Simulation of semiconductor superlattices

We are simulating pseudomorphic superlattices using modern electronic structure methods. We are interested in the design of Si-Ge-C superlattices epitaxially grown on Si, whose composition can be controlled during growth for each lattice plane, that have reduced overall strain in order to be compatible with Si based cmos technology, and which have interesting optical properties.

The simulations are performed within first-principles density functional theory using codes mostly developed within the simulation group at INESC-MN. First we construct a structural model of a tetrahedrally coordinated superlattice with controlled composition in the growth direction. The enthalpy of that structure is minimized by allowing the relaxation of atomic positions and cell parameters with the constraint of epitaxial growth. For this epitaxial relaxed structure the band structure and optical properties are calculated, with particular emphasis on the optical matrix elements near the gap.

An example of what we are simulating is shown in the figure. In the center we have a representation of the atomic structure of a superlattice of 10 Ge atomic layers and 10 Si atomic layers grown in the (001) orientation. 
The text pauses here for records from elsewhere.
PR #791, opened 2025-05-22
feat: Add dev.firezone.firezone.plist 🎉

jamilbk:


jamilbk:
Moved to draft pending the release of our 1.4.15 client which supports the configuration keys here. We expect that to land in a day or so.

relgit (changes requested):
Thank you for the submission @jamilbk. I have just a few changes to ask for.

Please add default values to the following boolean properties, if there are such:
`disableUpdateCheck`
`startOnLogin`
`connectOnStart`
`hideAdminPortalMenuItem`
`internetResourceEnabled`

Please remove the `pfm_description_reference` key when it is identical to `pfm_description`.

And lastly, please pass the manifest through the command `plutil -convert xml1` to standardize it.

Cheers 🙂

relgit (approved):
Thanks for making the changes.

jamilbk:
@relgit Thanks for the approval! Before we release the client and I mark this ready, I had a question around the default for the boolean fields.

By default, we want these to remain `Unset`. If the admin chooses a particular option, that will override the user-selected equivalent in the Firezone Client.

Is assigning a default value to these still the right approach, or should we remove the `pfm_default`s for these? Based Is `boolean` the correct approach here from a UX perspective? I noticed some apps use a `string` field here with allowed values which improves things in the iMazing Profile Editor, but adds more complexity for admins generating the `mobileconfig` using other tools or from scratch.

jamilbk:
@relgit Nevermind on my previous questions - I simply updated the descriptions to better explain what setting each field does.

Our 1.4.15 clients have shipped, so this is now ready to go.

jamilbk:
Marked as draft while I get our icon added.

On the left pannel we have the band-structure for that structure calculated in the Brillouin zone of the supercell. As the supercell is very large, with 4 electrons per atom, the Brillouin zone  is very small and it has many bands. The zero of energy is chosen at the top of the valence band, and we have apparently a direct band gap material. Due to the large number of bands, it is a very dense figure and it is a difficult to interpret. However unfolding the bands into the parent fcc Brilloin zone of the diamond structure,  using a methos we developed, we recover  a figure that is similar to the familiar "band structure" of diamond and zincblende crystals, and we can see that the top of the valence band has a distinct character from the bottom of the conduction band and that the gap is pseudo-direct, which is confirmed by an independent calculation of the optical matrix elements.